Merck has entered into a definitive agreement to acquire Inspire Pharmaceuticals Inc., in a transaction with a cash value of $430 million.
Whitehouse Station, NJ, and Raleigh, NC-Merck has entered into a definitive agreement to acquire Inspire Pharmaceuticals Inc., in a transaction with a cash value of $430 million.
Under the terms of the agreement, Merck, through a subsidiary, will commence a tender offer for all outstanding common stock of Inspire at a price of $5 per share in cash. The transaction has been unanimously approved by the boards of directors of both companies, and Inspire's board recommended that the company's shareholders tender their shares pursuant to the tender offer. Warburg Pincus Private Equity IX LP, which owns about 28% of the outstanding shares of Inspire, has agreed to tender all of its shares into the offer.

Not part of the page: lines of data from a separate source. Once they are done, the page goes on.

PR #1256, opened 2024-04-17
SONARIAC-1405 Fix Syntax highlighting for ARM IllegalArgumentException

mstachniuk:


iac-common/src/testFixtures/java/org/sonar/iac/common/testing/IacTestUtils.java
```diff
@@ -92,4 +92,14 @@ public static InputFileContext createInputFileContextMock(String filename, Strin
...
+  public static InputFileContext createInputFileContextMockFromContent(String content, String filename, String languageKey) {
+    var inputFileContext = createInputFileContextMock(filename, languageKey);
+    try {
+      when(inputFileContext.inputFile.contents()).thenReturn(content);
+    } catch (IOException e) {
+      throw new RuntimeException(e);
+    }
+    return inputFileContext;
+  }
 }
```
nils-werner-sonarsource, line 105: Please provide a good description to this yet another mocking method. I feel we actually loose control over all the test helper method to mock something.

nils-werner-sonarsource (changes requested):
Why do we need to have a shift method inside an immutable class? The location should already be created with the correct position and length. We also should wait to add another common entity that handles a location in the file. Why does TextRange not suit you anymore? Your PR increases the technical debt more. We should avoid this—an evident WHY should be defined before generalizing or introducing a new common concept/data class. TBH, I can't see the why in this case. Please clarify first. I am happy to discuss this.

iac-common/src/main/java/org/sonar/iac/common/api/tree/impl/LocationImpl.java
```diff
@@ -133,6 +131,11 @@ public TextRange toTextRange(String sourceCode) {
     return new TextRange(start, end);
   }
 
+  @Override
+  public Location shift(int positionShift, int lengthShift) {
+    return new LocationImpl(position + positionShift, length + lengthShift);
+  }
+
```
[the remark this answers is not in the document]
mstachniuk: Why? The class is still immutable. It is a common pattern in functional programming and even in Java, see:
`String.formatted()`, `String.substring()`, `LocalDate.atTime()`.
All those methods operate on immutable object and return new immutable object based on orginal one. The original is unchanged.

iac-common/src/testFixtures/java/org/sonar/iac/common/testing/IacTestUtils.java
mstachniuk: With my change the `InputFileContex` passed to `TreeParser.parse(String source, @Nullable InputFileContext inputFileContext)` has to be fully mocked (i.e. `InputFileContex.inputFile.content()` returns a real value).
Before, we didn't need that because `ArmTemplateExpressionParser` didn't need access to the real course code. 

The alternative solution is to store file content in the `ArmJsonBaseConverter` field (and pass it to many places that will generate more changes.

mstachniuk:
> Why does TextRange not suit you anymore?

The `Location` and `LocationImpl` is not a new concept it was introduced for Helm parser (the location returned by Helm Go binary is returned in that format). Here I only moved it from Kubernetes package to common.

The problem with `TextRange` is that it is a good representation for humans but very bad for computations. Shifting locations of parsed template expression according to `TextRange.start()` is hard, it is not just simple addition. And try to extract text based on `TextRange` from String - we don't have a method for that.
Such operations are super simple if we convert `TextRange` to `Location`. The logic for that already existed in our codebase I just reused it.

iac-common/src/testFixtures/java/org/sonar/iac/common/testing/IacTestUtils.java
mstachniuk: But it's a valid point - another method should be replaced by this one.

“As one of the world's leading health-care companies, Merck is the ideal partner to enhance the long-term potential of Inspire's portfolio of ophthalmic assets,” said Adrian Adams, president and chief executive officer of Inspire. “We are delighted that Merck recognized the strength of an integrated platform leveraging the growing Azasite (azithromycin ophthalmic solution 1%) product opportunity, and the strong relationships within the ophthalmic community cultivated by our high quality, specialty eye care sales force in the U.S.”

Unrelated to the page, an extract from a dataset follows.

PR #1257, opened 2024-04-18
SONARIAC-1425 Split S6956 implementation into 2 rules

mstachniuk:


iac-extensions/arm/src/main/java/org/sonar/iac/arm/checks/PropertiesOrderCheck.java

“This acquisition combines the talented commercialization organization at Inspire with the excellent team already in place at Merck, thereby strengthening our ophthalmology business and positioning us for future growth with an expanded portfolio,” added Beverly Lybrand, senior vice president and general manager, neuroscience and ophthalmology, Merck. “This deal helps address the needs of patients and customers in ophthalmology and creates value for both companies.”
The closing of the tender offer is subject to certain conditions. These include the condition that the tender of Inspire shares together with the shares owned by Merck represent at least a majority of the total number of Inspire's outstanding shares, the expiration of the waiting period under the Hart-Scott-Rodino Antitrust Improvements Act, and other customary conditions. Upon the completion of the tender offer, Merck will acquire all remaining shares through a second-step merger.